* EXERCISE DIRECTIONS *
Across the entries below, tally every line that holds the string "Advanced" and reply with the number only.

[Collected data entries]
PR #9910, opened 2021-07-04
[Fix #8469] Add singleton class operator inspection

### LINKED ISSUE #8469: New cop: Layout/SpaceAroundSingletonInheritence

jonas054:
We classify the `<<` operator used for the singleton class construct `class << self` as an operator like any other. This means that not inspecting it was a bug, and this change fixes it.


koic:
Looks good to me. Thank you Jonas!

PR #115, opened 2018-08-27
* Skybox.cs: Used new cubemap texture class to remove unsafe code

geoeo:
* ImageSharpCubeMapTexture.cs: Added new cubemap class

Basically a glorified copy paste of the code in skybox.cs
At the moment cubemap textures can not be mipmapped.
I was not sure how to deal with this that fast. 
Also, opengl only allows cubemap mipmaps with version >= 4.0


src/Veldrid.ImageSharp/ImageSharpCubeMapTexture.cs
```diff
@@ -0,0 +1,105 @@
...
+                gd.UpdateTexture(cubeMapTexture, (IntPtr)bottomPin, faceSize, 0, 0, 0, Width, Height, 1, 0, 3);
+                gd.UpdateTexture(cubeMapTexture, (IntPtr)backPin, faceSize, 0, 0, 0, Width, Height, 1, 0, 4);
+                gd.UpdateTexture(cubeMapTexture, (IntPtr)frontPin, faceSize, 0, 0, 0, Width, Height, 1, 0, 5);
+
+            }
+
+            return cubeMapTexture;
+
+        }
+
```
mellinoe: nit: Extra newline

src/Veldrid.ImageSharp/ImageSharpCubeMapTexture.cs
```diff
@@ -0,0 +1,105 @@
...
+        /// <summary>
+        /// The size of each pixel, in bytes.
+        /// </summary>
+        public uint PixelSizeInBytes => sizeof(byte) * 4;
+
+        /// <summary>
+        /// Provides standardized access to the cubemap texture array
+        /// </summary>
+        private const int FRONT = 0;
```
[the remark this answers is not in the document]
mellinoe: Additionally, since these are the order they appear in the public array, we should make these values correspond to the texture array layers that they end up in. The order is:

+X
-X
+Y
-Y
+Z
-Z

Perhaps those are better names for these constants anyways, since front/back implies a handedness convention.

src/Veldrid.ImageSharp/ImageSharpCubeMapTexture.cs
```diff
@@ -0,0 +1,105 @@
...
+        private const int BACK = 1;
+        private const int LEFT = 2;
+        private const int RIGHT = 3;
+        private const int TOP = 4;
+        private const int BOTTOM = 5;
+
+        public ImageSharpCubeMapTexture(string frontPath,
```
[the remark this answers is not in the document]
mellinoe: I think we should rename these so that they don't mention direction (since that is based on coordinate system conventions). Instead, they could be named `positiveXPath`, `negativeXPath`, `positiveYPath`, etc.

src/Veldrid.ImageSharp/ImageSharpCubeMapTexture.cs
```diff
@@ -0,0 +1,105 @@
+﻿using SixLabors.ImageSharp;
+using SixLabors.ImageSharp.Advanced;
+using SixLabors.ImageSharp.PixelFormats;
+using System;
+using System.Runtime.InteropServices;
+
+namespace Veldrid.ImageSharp
+{
+    public class ImageSharpCubeMapTexture
```
mellinoe: Other parts of Veldrid's documentation spell this as "Cubemap" ("map" not being capitalized). For consistency, we should do that here.

src/Veldrid.ImageSharp/ImageSharpCubeMapTexture.cs
```diff
@@ -0,0 +1,105 @@
...
+using SixLabors.ImageSharp.Advanced;
+using SixLabors.ImageSharp.PixelFormats;
+using System;
+using System.Runtime.InteropServices;
+
+namespace Veldrid.ImageSharp
+{
+    public class ImageSharpCubeMapTexture
+    {
+
```
mellinoe: nit: Extra newline

src/Veldrid.ImageSharp/ImageSharpCubemapTexture.cs
```diff
@@ -0,0 +1,103 @@
...
+        /// </summary>
+        private const int POSITIVE_X = 0;
+        private const int NEGATIVE_X = 1;
+        private const int POSITIVE_Y = 2;
+        private const int NEGATIVE_Y = 3;
+        private const int POSITIVE_Z = 4;
+        private const int NEGATIVE_Z = 5;
+
+        public ImageSharpCubemapTexture(
+            string negativeZPath,
```
mellinoe: We should re-order these so that they are in the standard array-layer order (the order that the constants are in). The stuff in NeoDemo will also need to be re-ordered.

src/Veldrid.ImageSharp/ImageSharpCubemapTexture.cs
```diff
@@ -0,0 +1,103 @@
...
+
+        /// <summary>
+        /// The size of each pixel, in bytes.
+        /// </summary>
+        public uint PixelSizeInBytes => sizeof(byte) * 4;
+
+        /// <summary>
+        /// Provides standardized access to the cubemap texture array
+        /// </summary>
+        private const int POSITIVE_X = 0;
```
mellinoe: style/naming: Please switch these to Pascal case, with a mention of "ArrayLayer", e.g.:

```C#
private const int PositiveXArrayLayer = 0;
private const int NegativeXArrayLayer = 1;
// etc.
```

geoeo:
About mipmapping. Since mipmapping cubemaps is only supported for OpenGL >= 4.0, it will throw an exception on mac (I think). Maybe I misunderstood something: https://www.khronos.org/registry/OpenGL-Refpages/gl4/html/glGenerateMipmap.xhtml

How can I query the OS level via Veldrid, so I can return false if mipmapping is requested on a mac with opengl backend.

src/Veldrid.ImageSharp/ImageSharpTexture.cs
```diff
@@ -137,7 +137,7 @@ private unsafe Texture CreateTextureViaUpdate(GraphicsDevice gd, ResourceFactory
             return tex;
         }
 
-        private static Image<T>[] GenerateMipmaps<T>(Image<T> baseImage) where T : struct, IPixel<T>
+        public static Image<T>[] GenerateMipmaps<T>(Image<T> baseImage) where T : struct, IPixel<T>
```
mellinoe: This only needs to be internal, rather than public.

src/Veldrid.ImageSharp/ImageSharpCubemapTexture.cs
```diff
@@ -0,0 +1,151 @@
...
+                CubemapTextures[1] = new Image<Rgba32>[1] { negativeX };
+                CubemapTextures[2] = new Image<Rgba32>[1] { positiveY };
+                CubemapTextures[3] = new Image<Rgba32>[1] { negativeY };
+                CubemapTextures[4] = new Image<Rgba32>[1] { positiveZ };
+                CubemapTextures[5] = new Image<Rgba32>[1] { negativeZ };
+            }
+
+        }
+
+        public unsafe Texture CreateCubemapTextures(GraphicsDevice gd, ResourceFactory factory)
```
mellinoe: I think this should be called "CreateDeviceTexture", like the other class.

src/Veldrid.ImageSharp/ImageSharpCubemapTexture.cs
```diff
@@ -0,0 +1,151 @@
...
+        { }
+
+        public ImageSharpCubemapTexture(
+            Image<Rgba32> positiveX,
+            Image<Rgba32> negativeX,
+            Image<Rgba32> positiveY,
+            Image<Rgba32> negativeY,
+            Image<Rgba32> positiveZ,
+            Image<Rgba32> negativeZ,
+            bool mipmap = false)
```
mellinoe: I think the default for this should be "true" as it is in ImageSharpTexture -- mainly for consistency. NeoDemo should pass false, since a skybox doesn't need mipmaps.

geoeo:
Btw. What do you think of moving GenerateMipmaps from ImageSharpTexture into MipmapHelper?

mellinoe:
@geoeo That makes sense to me, now that there's two classes using it.

mellinoe:
@geoeo This looks good to me now. Thanks for the contribution!

PR #116, opened 2018-09-02
Added an UpdateBuffer function which copies a range of data from an array

geoeo:
Copying data via UpdateBuffer only offers the option of a range copy via IntPtr. 
This methods serves as a way to remove the need to create an IntPtr explicitly.

### DIFF
--- a/src/Veldrid/GraphicsDevice.cs
+++ b/src/Veldrid/GraphicsDevice.cs
@@ -565,6 +565,33 @@ namespace Veldrid
 
         /// <summary>
         /// Updates a <see cref="DeviceBuffer"/> region with new data.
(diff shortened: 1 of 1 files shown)


mellinoe:
You can use this existing overload to accomplish this: https://github.com/mellinoe/veldrid/blob/490cdffd39cb3d362d733001d0440ebde4ee3e96/src/Veldrid/GraphicsDevice.cs#L534-L538

The only difference is you pass the size in bytes, rather than the element count. On top of that, it is more flexible because you can upload data from any arbitrary chunk in the array, not just from the beginning.

geoeo:
Perfect. Thanks!

PR #120, opened 2018-09-16
Added the ability to create centered window

Scellow:


mellinoe:
Instead of adding an entirely new overload, I think it makes more sense to just expose the `SDL_WINDOWPOS_CENTERED` constant, with a more friendly name.

```C#
public static unsafe partial class Sdl2Native
{
    /// <summary>
    /// A special sentinel value indicating that a newly-created window should be centered in the screen.
    /// </summary>
    public const int WindowPositionCentered = 0x2FFF0000;
}
```

Then, you can just use the existing overload, but pass Sdl2Native.WindowPositionCentered for the width and height.

mellinoe:
I went ahead and exposed a new constant, `Sdl2Native.SDL_WINDOWPOS_CENTERED` which can be used to center the window.

PR #129, opened 2018-10-15
Add InitializeSDL to VeldridStartup

AridTag:
I wanted to be able to initialize SDLs context attributes the same way it's done in VeldridStartup currently but it was private.

Figured I would extract and expose a method that allows me to initialize SDL in one call while leveraging the other work that exists in VeldridStartup

### DIFF
--- a/src/Veldrid.StartupUtilities/VeldridStartup.cs
+++ b/src/Veldrid.StartupUtilities/VeldridStartup.cs
@@ -9,6 +9,21 @@ namespace Veldrid.StartupUtilities
 {
     public static class VeldridStartup
     {
+        /// <summary>
+        /// Initialize SDL with SDLInitFlags.Video
+        /// <para>
+        /// If preferredBackend is OpenGL or OpenGLES sets the SDL contexts attributes appropriately
+        /// </para>
+        /// </summary>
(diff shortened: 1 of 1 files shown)


mellinoe:
Hey @AridTag, thanks for the submission! Could you provide a little more information regarding how you would use this, and what scenario it would help you with?

AridTag:
Currently the only way that `SetSDLGLContextAttributes` is exposed is via `CreateWindowAndGraphicsDevice` but I'm creating the window myself and using the `Sdl2Window` constructor that takes a window handle. Then only using `CreateGraphicsDevice`.

I just wanted to be able to initialize SDL and set the GL context attributes without having to go and re-implement what's already being done here.

Hope that helps explain why I did this a little better.

mellinoe:
I see. Would it be reasonable to just expose `SetSDLGLContextAttributes`, in that case? It seems like that is the "core functionality" you are after.

AridTag:
I can live with that. I'll add another commit to this PR later

AridTag:
I put CreateWindowAndGraphicsDevice back to how it was and instead exposed SetSDLGLContextAttributes by itself

PR #137, opened 2018-11-22
Allow non-multiple-of-four-sized texture to be updated with multiple-of-four mipmap data

tgjones:
I found this bug because one SAGE texture is BC1-compressed, but sized 2 x 512. The mipmap data still needs to be multiple-of-four-sized, but this isn't currently allowed by Veldrid.


mellinoe:
Looks good to me. Thanks for fixing this.

PR #141, opened 2018-11-30
Fix D3D11 TextureView creation for arrayLayer > 0

tgjones:
I assume this was a typo - at the moment, it's impossible to create a `TextureView` for anything other than the first array layer in a `Texture2D`  (assuming it has `ArrayLayers > 1`, and assuming you want all mip levels in the texture view).


tgjones:
Oh, also it was impossible to create a `TextureView` for anything other than the first mipmap level, if it was a non-array texture.

mellinoe:
Thanks for catching this. I have the same fix on a local branch, but it has not been merged back upstream yet. I'll double check this in a bit and merge it in.

mellinoe:
@tgjones Looks good to me, thanks for the fix! Just a heads up -- my in-progress branch has a bunch of TextureView changes that will end up moving this and other logic around, and potentially removing this particular section. Until that work gets merged in, though, this is definitely the correct fix for the current logic.

PR #145, opened 2018-12-22
Added: method to load images from streams

equinox2k:


mellinoe:
Looks like a reasonable addition to me. Thanks @equinox2k !

PR #160, opened 2019-03-04
Fix typo in D3D11Swapchain

lweb20:
Change to "Height" instead of "Width"


mellinoe:
Looks good to me. Thanks for the fix!

PR #164, opened 2019-03-09
[D3D11, Vulkan] Handle 1D textures correctly when creating a TextureView

SomeAnon42:
The current code does not account for the existence of 1D textures.
- The Metal backend seems to handle this case correctly, though I can't verify that
- ~~OpenGL doesn't actually have TextureViews, so no changes are required~~
Wrong. There is in fact a code path that uses glTextureView, but it isn't taken when creating a full TextureView, which is why I'm not experiencing any issues. Changes might be required.
- D3D11 and Vulkan are covered by this PR

Maybe we should add some tests, though I'm not sure if it's possible to verify anything other than the fact that creating a TextureView succeeds for 1D textures.

### DIFF
--- a/src/Veldrid/D3D11/D3D11TextureView.cs
+++ b/src/Veldrid/D3D11/D3D11TextureView.cs
@@ -37,15 +37,33 @@ namespace Veldrid.D3D11
                 {
                     if (d3dTex.ArrayLayers == 1)
                     {
-                        uavDesc.Dimension = UnorderedAccessViewDimension.Texture2D;
-                        uavDesc.Texture2D.MipSlice = (int)description.BaseMipLevel;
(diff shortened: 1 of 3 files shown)


mellinoe:
Looks good to me; sorry for the delay in looking at this. I went ahead and added a test to the RenderTests class which creates a 1D texture and samples from it. OpenGL seems to be working without any changes.

mellinoe:
I did push a fix for OpenGL (it was binding things to the GL_TEXTURE_2D target rather than GL_TEXTURE_1D), although it didn't seem to cause any problems. I also ran the test on Metal, and everything is working fine there.

Thanks for catching this, everything should be resolved now.

PR #171, opened 2019-04-02
Add wrapper for SDL_SetRelativeMouseMode and SDL_CaptureMouse.

phelioz:
Add wrapper for SDL_SetRelativeMouseMode and SDL_CaptureMouse.
Also add comments for existing Sdl2.Mouse methods.

### DIFF
--- a/src/NeoDemo/Camera.cs
+++ b/src/NeoDemo/Camera.cs
@@ -22,22 +22,25 @@ namespace Veldrid.NeoDemo
         private float _yaw;
         private float _pitch;
 
-        private Vector2 _previousMousePos;
+        private Vector2 _mousePressedPos;
+        private bool _mousePressed = false;
         private GraphicsDevice _gd;
         private bool _useReverseDepth;
         private float _windowWidth;
         private float _windowHeight;
+        private Sdl2Window _window;
         private Sdl2ControllerTracker _controller;
 
         public event Action<Matrix4x4> ProjectionChanged;
         public event Action<Matrix4x4> ViewChanged;
 
-        public Camera(GraphicsDevice gd, float width, float height, Sdl2ControllerTracker controller)
+        public Camera(GraphicsDevice gd, Sdl2Window window, Sdl2ControllerTracker controller)
         {
             _gd = gd;
             _useReverseDepth = gd.IsDepthRangeZeroToOne;
-            _windowWidth = width;
-            _windowHeight = height;
+            _window = window;
+            _windowWidth = window.Width;
+            _windowHeight = window.Height;
             _controller = controller;
             UpdatePerspectiveMatrix();
             UpdateViewMatrix();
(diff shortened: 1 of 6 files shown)


mellinoe:
Sdl2Window actually already has a MouseDelta property which returns effectively the same information, and is updated whenever PumpEvents is called. See https://github.com/mellinoe/veldrid/pull/73 when it was added. Unfortunately, `InputSnapshot` is effectively frozen, because it is a public interface, and adding members to it is a breaking change. I believe that the "accumulation" pattern used by the current mouse delta tracker is also important -- multiple mouse events can be received in a single call to PumpEvents, so the deltas need to be accumulated (after being cleared right at the beginning of PumpEvents).

The SDL2 mouse changes look good to me.

phelioz:
Yeah right before the pull request I saw the MouseDelta inside Sdl2Window. The commit "Add wrapper for SDL_SetRelativeMouseMode and SDL_CaptureMouse" shouldn't have been a part of this pull request. It just slipped in by mistake, sorry!

mellinoe:
> The commit "Add wrapper for SDL_SetRelativeMouseMode and SDL_CaptureMouse" shouldn't have been a part of this pull request.

Did you mean that the other commit (with MouseDelta in it) shouldn't have been included? Right now there's only the SDL additions. Those look good to me, just wanted to make sure the PR is in the state you intended.

mellinoe:
> Shouldn't the line:
`Vector2 delta = new Vector2(mouseMotionEvent.x - _currentMouseX, mouseMotionEvent.y - _currentMouseY);`
Instead be:
`Vector2 delta = new Vector2(mouseMotionEvent.xrel, mouseMotionEvent.yrel);`

Possibly. I've actually experimented with the mouse capture functions in the past and had a really difficult time getting movement to work smoothly.

As part of this PR (or as a follow-up), I'd actually like to fix up NeoDemo so that when you click-drag the mouse around, the cursor stays in place (and potentially becomes invisible while dragging), similar to how most 3D editor views behave. Have you had any luck getting that kind of thing to work smoothly?

phelioz:
Yes I have actually exactly added that functionality to my own project, that's why I added SDL_SetRelativeMouseMode. 
SDL_SetRelativeMouseMode locks the mouse inside of the window and makes it invisible. So the position will not be updated and only xrel and yrel will be updated. You could then just enabled SDL_SetRelativeMouseMode on click and then disable it again on release.

phelioz:
Updated HandleMouseMotionEvent to use the relative mouse movement.
Also update NeoDemo so it now uses the SDL_SetRelativeMouseMode and uses the relative delta mouse movement.
Had to change InputTracker so I could access the Sdl2Window MouseDelta. Totally understand if you don't like those changes, just wanted to display how the camera could be fixed.

mellinoe:
@phelioz That is pretty nice as-is. The one additional thing I've tried to implement in the past is having the cursor "lock" to where you start the drag motion. Right now it is invisible while dragging, but it still moves and is in a different place when you stop dragging. Setting the cursor with `SDL_WarpMouseInWindow` (or `Sdl2Window.SetMousePosition` which uses the former) does work, but that also generates mouse motion events itself which need to be filtered somehow. Actually, I believe this was part of the reason that the xrel and yrel fields weren't being used. Have you had any luck getting something like that to work?

phelioz:
Yeah for just that use case SDL_SetRelativeMouseMode is not the best.
Added SDL_SetWindowGrab which that can used with SDL_WarpMouseInWindow to solve this problem.
Because with SDL_SetWindowGrab we can contain the mouse but control the mouse movement ourselves.
Then we calculated the the delta ourselves again and use that.

I think the mouse movement is smooth now, lowered the sensitivity a little bit also for smoother movement.

mellinoe:
@phelioz This is a great addition, thanks! Note that I added a commit on top to invert the Y-axis input in Camera.cs, because it was inverted compared to before.

The way you have implemented the mouse locking/hiding feels seamless and very smooth. It seems to be avoiding all of the problems that I was hitting with the approaches I've tried in the past. Thanks!

phelioz:
No problem, happy to help making Veldrid better :)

* WRITTEN ANSWER *
2